Pacifism as Pathology: Notes on an American Pseudopraxis is the title of an essay by Ward Churchill. First published in 1986.

His primary argument is that pacifism is incompatible with revolutionary goals and is, in fact, self destructive in terms of being ineffectual at best and a reinforcement of the status quo at worst.

Churchill believes that pacifism casts social conflict as a morality play, with the violent state being evil and the pacifist revolutionaries being good. The "good" cannot use the tools of the "evil" to achieve its goals, and therefore the use of violence is prohibited. The pacifists' superior morality will (it is believed) win in the end.

Pacifist revolutionaries believe that the state will eventually dissolve in the face of the superior social structure that pacifists will create. This ignores the fact that states exist to aggrandize and maintain power, and will not allow themselves to simply be "replaced" with something new and better. In Churchill's words, "Absurdity clearly abounds when suggesting that the state will refrain from using all necessary physical force to protect against undesired forms of change and threats to its safety". (p. 44)

Churchill uses the Holocaust as an example of the futility of non-violent resistance. He does not claim that an armed uprising would necessarily have prevented the Holocaust, but he does say "Rebellion could only have saved either the life they were going to lose anyway, or the lives of others. Inertia it was that led millions of Jews into the ghettos that the SS had created for them." (p.36)

This is, of course, an example of the "it's better to go down fighting" ethos.

Ghandi's civil disobedience movement and the non-violent successes of the American civil rights movement are placed in context by Churchill.
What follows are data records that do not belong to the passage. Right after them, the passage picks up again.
PR #11173, opened 2025-07-25
fix: should add incoming blocks for async entrypoint

JSerFeng:
## Summary

Should add incoming blocks for async_entrypoints like normal chunks, so that they can be invalidated during incremental rebuild

## Checklist


stormslowly:
Any test cases to make it easy to be caught？

JSerFeng:
> Any test cases to make it easy to be caught？

hard to repro this stable, as it runs rebuild in parallel, but e2e will most likely fail if no fix

PR #11177, opened 2025-07-25
perf: replace rwlock with `atomic_refcell`

CPunisher:
## Summary

We should make sure that there's no read-write and write-write conflicts for each hook instance.

## Checklist


quininer (approved):
This is good, but the usage pattern is uncomfortable. In future, `COMPILATION_HOOKS_MAP` should be replacedto avoid global variable.

PR #11182, opened 2025-07-25
feat: build dependencies recursively collect dependencies

jerrykingxyz:
## Summary

This PR will align build dependency behavior with webpack and make build dependencies recursively collect dependencies.

Here is a simple example that parses the config file and adds the plugin file to the build dependencies:
``` js
import plugin from "./config/plugin"

module.exports = {
  cache: true,
  experiments: {
    cache: {
      type: 'persistent',
      buildDependencies: [path.join(__dirname, "./rspack.config.js")]
    },
  },
}
```

## Checklist

### DIFF
--- a/crates/rspack_core/src/cache/persistent/build_dependencies/mod.rs
+++ b/crates/rspack_core/src/cache/persistent/build_dependencies/mod.rs
@@ -83,8 +83,8 @@ impl BuildDeps {
         // node package path skip recursive search.
         continue;
       }
-      if let Some(childs) = helper.resolve(current.assert_utf8()).await {
-        queue.extend(childs.iter().map(|item| item.as_path().into()));
+      if let Some(children) = helper.resolve(current.assert_utf8()).await {
+        queue.extend(children.iter().map(|item| item.as_path().into()));
       }
     }
 


crates/rspack_core/src/cache/persistent/build_dependencies/helper/mod.rs
```diff
@@ -0,0 +1,251 @@
...
+/// and continue processing them until all dependency files are calculated.
+pub struct Helper {
+  resolver: Resolver,
+  warnings: Vec<String>,
+}
+
+impl Helper {
+  pub fn new(fs: Arc<dyn ReadableFileSystem>) -> Self {
+    Helper {
+      resolver: Resolver::new(
```
LingyuCoder, line 32: can we use loader resolver?

jerrykingxyz: The build dependency resolver should be isolated from the loader. The webpack implementation is more complex, but this point is the same.

https://github.com/webpack/webpack/blob/main/lib/FileSystemInfo.js#L1544-L1570

Issue #11191, opened 2025-07-28
[Bug]: Missing query in `loaderContext.getResolve()`


colinaaa:
### System Info

  System:
    OS: macOS 26.0
    CPU: (12) arm64 Apple M2 Max
    Memory: 635.97 MB / 96.00 GB
    Shell: 4.0.2 - /opt/homebrew/bin/fish
  Binaries:
    Node: 22.15.1 - ~/.local/state/fnm_multishells/36819_1753434101409/bin/node
    npm: 10.9.2 - ~/.local/state/fnm_multishells/36819_1753434101409/bin/npm
    pnpm: 9.15.2 - ~/.local/state/fnm_multishells/36819_1753434101409/bin/pnpm
    bun: 1.2.8 - ~/.bun/bin/bun
  Browsers:
    Chrome: 138.0.7204.169
    Safari: 26.0
  npmPackages:
    @rspack/cli: 1.4.9 => 1.4.9 
    @rspack/core: 1.4.9 => 1.4.9

### Details

This is a regression from Rspack [v1.4.9](https://github.com/web-infra-dev/rspack/releases/tag/v1.4.9) (it works fine in v1.4.8).

When using `this.getResover()` with query in the request, the resolve result does not contain query.

```js
  const resolver = this.getResolve({})
  const result = await resolver(this.context, './bar.css?common') // Should have `?common` in result
```

In webpack / Rspack 1.4.8, it returns

```
<ROOT_DIR>/src/bar.css?common
```

In Rspack 1.4.9, it returns

```
<ROOT_DIR>/src/bar.css
```

Also see a real-world case in lynx-stack: https://github.com/lynx-family/lynx-stack/pull/1335#discussion_r2224682758

### Reproduce link

https://github.com/colinaaa-reproductions/rspack-repro-resolve-query

### Reproduce Steps

1. `pnpm install`
2. `pnpm run build`

colinaaa:
This is likely to be caused by https://github.com/web-infra-dev/rspack/pull/11102/files#diff-d5d662427a296d44968a916dc6b7abb907b4f29da035d1301d8f09c708555e1fR67 in https://github.com/web-infra-dev/rspack/pull/11102.

PR #11194, opened 2025-07-28
fix: should return `resource` instead of `path` in resolve

colinaaa:
## Summary

Return `resource` instead of `path` in `resolver.resolve`.

## Related links

close: #11191

## Checklist

### DIFF
--- a/crates/rspack_binding_api/src/resolver.rs
+++ b/crates/rspack_binding_api/src/resolver.rs
@@ -19,7 +19,6 @@ use crate::{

The British Empire had just suffered the massive violence of World War II, which made it extremely difficult to hold on to its colonies. It is unlikely (especially given the history of resistance to British rule) that Britain would have given India its independence solely based on Ghandi's passive resisters. The non-violent civil rights movement in the U.S. was accompanied by the threat of armed uprising by militant blacks, the rioting in urban ghettos, and the beginnings of the war against South Vietnam.

In Churchill's opinion, modern, North American pacifism is essentially the luxury of armchair revolutionaries (my words) who are not forced to face the repressive instruments of the state and society on a daily basis.

He does acknowledge the very real risks run by Ghandi's followers, and adherents to Martin Luther King, Jr.'s philosophy and, as such also sees pacifism by white people as being essentially racist and paternalistic. Especially in the case of non-violent "solidarity" with armed revolutionary movements in other countries.

Churchill has his points, and is persuasive about pacifist revolution being doomed to failure. However, he seems to ignore the fact that armed revolution is nearly equally doomed to failure as the state can easily outgun and outsoldier (until we convert all the working class soldiers to the good side) any upstart violent revolution.

The great debate continues.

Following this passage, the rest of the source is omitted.